DIRECTIONS
Copy exactly the lines from the first line of the records below through the line containing "Sorry for rewriting", including both, and nothing else.

** PROVIDED DATA follows **

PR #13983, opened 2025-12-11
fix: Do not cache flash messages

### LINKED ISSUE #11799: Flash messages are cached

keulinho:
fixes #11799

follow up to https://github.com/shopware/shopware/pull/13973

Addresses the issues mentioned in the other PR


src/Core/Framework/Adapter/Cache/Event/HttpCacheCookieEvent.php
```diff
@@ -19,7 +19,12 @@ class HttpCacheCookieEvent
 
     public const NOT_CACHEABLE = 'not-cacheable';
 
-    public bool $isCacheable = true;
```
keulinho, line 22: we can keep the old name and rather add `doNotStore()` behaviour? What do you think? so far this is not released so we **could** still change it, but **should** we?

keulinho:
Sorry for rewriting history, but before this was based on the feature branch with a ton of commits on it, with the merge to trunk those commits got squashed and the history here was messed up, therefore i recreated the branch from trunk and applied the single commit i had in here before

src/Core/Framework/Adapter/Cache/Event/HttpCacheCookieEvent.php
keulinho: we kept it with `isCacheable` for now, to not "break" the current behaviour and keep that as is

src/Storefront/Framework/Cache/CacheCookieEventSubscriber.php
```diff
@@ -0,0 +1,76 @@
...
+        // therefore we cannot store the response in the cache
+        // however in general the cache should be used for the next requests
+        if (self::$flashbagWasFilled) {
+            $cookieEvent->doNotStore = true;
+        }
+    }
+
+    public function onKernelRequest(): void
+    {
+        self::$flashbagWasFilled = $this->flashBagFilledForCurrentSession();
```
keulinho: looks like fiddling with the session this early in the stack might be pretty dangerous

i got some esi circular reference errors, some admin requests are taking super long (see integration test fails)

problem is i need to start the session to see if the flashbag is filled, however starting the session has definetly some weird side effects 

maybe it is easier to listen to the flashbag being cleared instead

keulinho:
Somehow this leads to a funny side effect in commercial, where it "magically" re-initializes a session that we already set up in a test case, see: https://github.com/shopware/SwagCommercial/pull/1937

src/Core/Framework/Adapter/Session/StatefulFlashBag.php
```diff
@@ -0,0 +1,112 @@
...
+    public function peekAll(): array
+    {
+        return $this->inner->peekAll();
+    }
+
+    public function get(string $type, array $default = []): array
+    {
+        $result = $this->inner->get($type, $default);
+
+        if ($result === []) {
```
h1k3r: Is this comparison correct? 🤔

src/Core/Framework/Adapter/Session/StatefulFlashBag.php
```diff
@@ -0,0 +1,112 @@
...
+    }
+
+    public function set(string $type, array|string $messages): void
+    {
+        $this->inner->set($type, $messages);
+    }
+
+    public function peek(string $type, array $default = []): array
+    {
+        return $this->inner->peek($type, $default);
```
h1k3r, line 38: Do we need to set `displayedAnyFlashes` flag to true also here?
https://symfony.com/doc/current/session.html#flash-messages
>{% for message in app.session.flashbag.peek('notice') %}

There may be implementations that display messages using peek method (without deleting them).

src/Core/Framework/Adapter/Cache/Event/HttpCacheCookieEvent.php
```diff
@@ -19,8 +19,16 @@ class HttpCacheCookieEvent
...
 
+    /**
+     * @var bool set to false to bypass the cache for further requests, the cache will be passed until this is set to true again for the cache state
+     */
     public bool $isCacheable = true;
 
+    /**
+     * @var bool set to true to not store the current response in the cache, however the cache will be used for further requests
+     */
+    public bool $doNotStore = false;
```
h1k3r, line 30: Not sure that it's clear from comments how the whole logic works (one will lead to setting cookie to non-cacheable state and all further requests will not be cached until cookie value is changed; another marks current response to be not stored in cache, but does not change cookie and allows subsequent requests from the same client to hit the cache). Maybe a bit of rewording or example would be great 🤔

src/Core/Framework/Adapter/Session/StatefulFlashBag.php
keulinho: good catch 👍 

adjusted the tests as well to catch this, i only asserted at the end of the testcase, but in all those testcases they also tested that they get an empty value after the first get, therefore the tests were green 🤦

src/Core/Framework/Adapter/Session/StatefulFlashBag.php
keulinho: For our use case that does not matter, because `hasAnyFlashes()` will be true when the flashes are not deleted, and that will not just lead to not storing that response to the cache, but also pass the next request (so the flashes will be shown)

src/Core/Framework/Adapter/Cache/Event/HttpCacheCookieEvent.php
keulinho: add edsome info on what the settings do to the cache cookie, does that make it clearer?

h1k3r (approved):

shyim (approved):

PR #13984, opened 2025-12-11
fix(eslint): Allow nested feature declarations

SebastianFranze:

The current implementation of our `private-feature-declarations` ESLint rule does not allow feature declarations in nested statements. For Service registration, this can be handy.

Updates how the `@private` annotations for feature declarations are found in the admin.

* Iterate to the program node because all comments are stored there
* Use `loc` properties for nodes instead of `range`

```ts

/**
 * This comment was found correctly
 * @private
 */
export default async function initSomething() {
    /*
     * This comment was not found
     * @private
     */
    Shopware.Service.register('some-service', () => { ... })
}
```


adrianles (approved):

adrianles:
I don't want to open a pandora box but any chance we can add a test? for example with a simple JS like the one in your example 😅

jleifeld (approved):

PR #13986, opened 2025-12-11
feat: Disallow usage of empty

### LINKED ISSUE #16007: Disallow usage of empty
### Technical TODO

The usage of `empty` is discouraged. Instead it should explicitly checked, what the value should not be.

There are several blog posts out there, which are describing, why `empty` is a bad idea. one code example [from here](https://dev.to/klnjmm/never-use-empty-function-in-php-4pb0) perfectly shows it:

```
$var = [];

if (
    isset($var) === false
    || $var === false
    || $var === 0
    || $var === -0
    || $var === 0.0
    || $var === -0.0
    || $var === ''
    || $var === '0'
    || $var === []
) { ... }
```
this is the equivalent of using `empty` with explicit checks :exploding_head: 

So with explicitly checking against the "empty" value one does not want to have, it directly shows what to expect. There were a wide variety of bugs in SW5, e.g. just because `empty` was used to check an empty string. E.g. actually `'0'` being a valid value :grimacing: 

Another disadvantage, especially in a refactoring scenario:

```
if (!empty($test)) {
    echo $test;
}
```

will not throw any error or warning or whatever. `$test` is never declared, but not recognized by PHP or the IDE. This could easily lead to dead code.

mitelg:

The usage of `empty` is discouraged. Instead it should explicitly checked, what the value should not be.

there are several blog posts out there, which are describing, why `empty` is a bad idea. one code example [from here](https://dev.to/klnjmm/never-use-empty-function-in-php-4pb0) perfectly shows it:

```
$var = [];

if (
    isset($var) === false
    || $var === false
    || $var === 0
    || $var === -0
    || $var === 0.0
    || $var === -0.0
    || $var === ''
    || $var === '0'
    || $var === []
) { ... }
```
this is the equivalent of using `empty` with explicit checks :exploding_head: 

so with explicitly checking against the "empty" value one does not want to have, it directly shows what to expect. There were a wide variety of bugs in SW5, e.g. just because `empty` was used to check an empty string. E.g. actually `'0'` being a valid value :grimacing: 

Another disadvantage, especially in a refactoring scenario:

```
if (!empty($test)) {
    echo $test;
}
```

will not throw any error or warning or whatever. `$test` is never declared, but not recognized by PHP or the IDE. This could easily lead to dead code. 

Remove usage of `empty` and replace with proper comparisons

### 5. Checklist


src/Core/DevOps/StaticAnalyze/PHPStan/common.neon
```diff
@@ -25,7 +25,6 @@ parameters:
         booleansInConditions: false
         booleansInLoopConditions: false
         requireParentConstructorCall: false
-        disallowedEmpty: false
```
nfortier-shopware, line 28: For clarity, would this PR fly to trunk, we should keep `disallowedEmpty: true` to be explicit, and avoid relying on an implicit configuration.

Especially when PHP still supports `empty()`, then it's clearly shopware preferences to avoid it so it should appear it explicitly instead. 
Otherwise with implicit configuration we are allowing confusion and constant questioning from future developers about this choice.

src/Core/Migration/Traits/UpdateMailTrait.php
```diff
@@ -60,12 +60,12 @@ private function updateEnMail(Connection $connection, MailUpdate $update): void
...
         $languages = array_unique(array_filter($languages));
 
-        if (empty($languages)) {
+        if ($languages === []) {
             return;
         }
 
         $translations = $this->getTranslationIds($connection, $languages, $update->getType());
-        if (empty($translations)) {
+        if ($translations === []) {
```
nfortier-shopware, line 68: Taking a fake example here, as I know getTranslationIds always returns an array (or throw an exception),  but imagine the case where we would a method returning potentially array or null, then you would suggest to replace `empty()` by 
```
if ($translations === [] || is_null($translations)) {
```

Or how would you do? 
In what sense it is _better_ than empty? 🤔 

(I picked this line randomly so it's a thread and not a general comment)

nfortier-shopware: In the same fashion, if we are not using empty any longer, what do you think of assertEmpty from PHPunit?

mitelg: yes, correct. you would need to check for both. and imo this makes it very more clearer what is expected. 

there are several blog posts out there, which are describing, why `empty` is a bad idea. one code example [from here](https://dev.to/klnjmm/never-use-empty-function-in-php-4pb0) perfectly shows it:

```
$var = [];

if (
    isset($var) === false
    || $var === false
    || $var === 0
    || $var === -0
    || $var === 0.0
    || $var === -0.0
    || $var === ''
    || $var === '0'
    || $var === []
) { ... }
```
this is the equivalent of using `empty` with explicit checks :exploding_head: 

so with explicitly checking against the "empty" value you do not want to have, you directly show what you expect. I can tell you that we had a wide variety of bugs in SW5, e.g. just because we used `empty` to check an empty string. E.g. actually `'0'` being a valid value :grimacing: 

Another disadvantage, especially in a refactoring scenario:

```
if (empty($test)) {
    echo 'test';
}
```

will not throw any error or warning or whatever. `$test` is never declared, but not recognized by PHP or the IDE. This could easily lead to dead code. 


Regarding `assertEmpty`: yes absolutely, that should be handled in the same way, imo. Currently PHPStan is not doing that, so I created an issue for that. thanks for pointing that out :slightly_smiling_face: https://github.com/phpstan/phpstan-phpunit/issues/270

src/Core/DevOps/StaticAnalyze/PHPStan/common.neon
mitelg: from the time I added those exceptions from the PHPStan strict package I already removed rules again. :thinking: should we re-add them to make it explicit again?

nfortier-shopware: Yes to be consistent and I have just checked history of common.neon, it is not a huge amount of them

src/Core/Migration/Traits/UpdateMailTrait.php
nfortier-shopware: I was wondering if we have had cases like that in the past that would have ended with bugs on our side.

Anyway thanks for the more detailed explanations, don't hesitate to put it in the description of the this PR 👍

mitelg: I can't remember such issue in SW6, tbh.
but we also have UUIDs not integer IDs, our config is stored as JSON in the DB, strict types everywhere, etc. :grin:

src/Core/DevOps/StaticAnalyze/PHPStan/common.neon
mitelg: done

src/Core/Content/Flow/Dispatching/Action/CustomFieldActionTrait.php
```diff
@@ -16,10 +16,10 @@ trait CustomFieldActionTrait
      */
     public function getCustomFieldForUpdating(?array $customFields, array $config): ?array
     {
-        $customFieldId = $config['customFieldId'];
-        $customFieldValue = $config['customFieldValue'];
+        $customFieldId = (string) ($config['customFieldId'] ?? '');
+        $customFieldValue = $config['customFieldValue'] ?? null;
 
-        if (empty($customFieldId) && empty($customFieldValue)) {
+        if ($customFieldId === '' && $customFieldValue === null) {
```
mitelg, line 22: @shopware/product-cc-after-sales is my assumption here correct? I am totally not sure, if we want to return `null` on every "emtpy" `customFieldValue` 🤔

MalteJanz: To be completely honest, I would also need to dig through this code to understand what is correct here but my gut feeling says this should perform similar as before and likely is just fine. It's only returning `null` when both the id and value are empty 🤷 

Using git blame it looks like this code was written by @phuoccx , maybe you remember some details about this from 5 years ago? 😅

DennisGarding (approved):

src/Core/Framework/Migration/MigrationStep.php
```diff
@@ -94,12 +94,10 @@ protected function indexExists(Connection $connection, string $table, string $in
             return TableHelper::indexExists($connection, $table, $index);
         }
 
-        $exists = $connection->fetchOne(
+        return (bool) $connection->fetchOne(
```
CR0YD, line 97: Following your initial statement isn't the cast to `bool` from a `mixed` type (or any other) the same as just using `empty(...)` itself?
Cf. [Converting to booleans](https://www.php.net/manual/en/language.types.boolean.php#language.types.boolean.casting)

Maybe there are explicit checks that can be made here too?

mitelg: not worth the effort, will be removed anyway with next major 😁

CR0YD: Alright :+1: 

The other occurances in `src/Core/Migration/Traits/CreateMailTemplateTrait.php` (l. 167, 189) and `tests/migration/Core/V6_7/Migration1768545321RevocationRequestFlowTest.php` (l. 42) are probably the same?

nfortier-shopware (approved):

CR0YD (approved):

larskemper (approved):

** End of PROVIDED DATA **

PROBLEM SOLUTION
PR #13983, opened 2025-12-11
fix: Do not cache flash messages

### LINKED ISSUE #11799: Flash messages are cached

keulinho:
fixes #11799

follow up to https://github.com/shopware/shopware/pull/13973

Addresses the issues mentioned in the other PR


src/Core/Framework/Adapter/Cache/Event/HttpCacheCookieEvent.php
```diff
@@ -19,7 +19,12 @@ class HttpCacheCookieEvent
 
     public const NOT_CACHEABLE = 'not-cacheable';
 
-    public bool $isCacheable = true;
```
keulinho, line 22: we can keep the old name and rather add `doNotStore()` behaviour? What do you think? so far this is not released so we **could** still change it, but **should** we?

keulinho:
Sorry for rewriting history, but before this was based on the feature branch with a ton of commits on it, with the merge to trunk those commits got squashed and the history here was messed up, therefore i recreated the branch from trunk and applied the single commit i had in here before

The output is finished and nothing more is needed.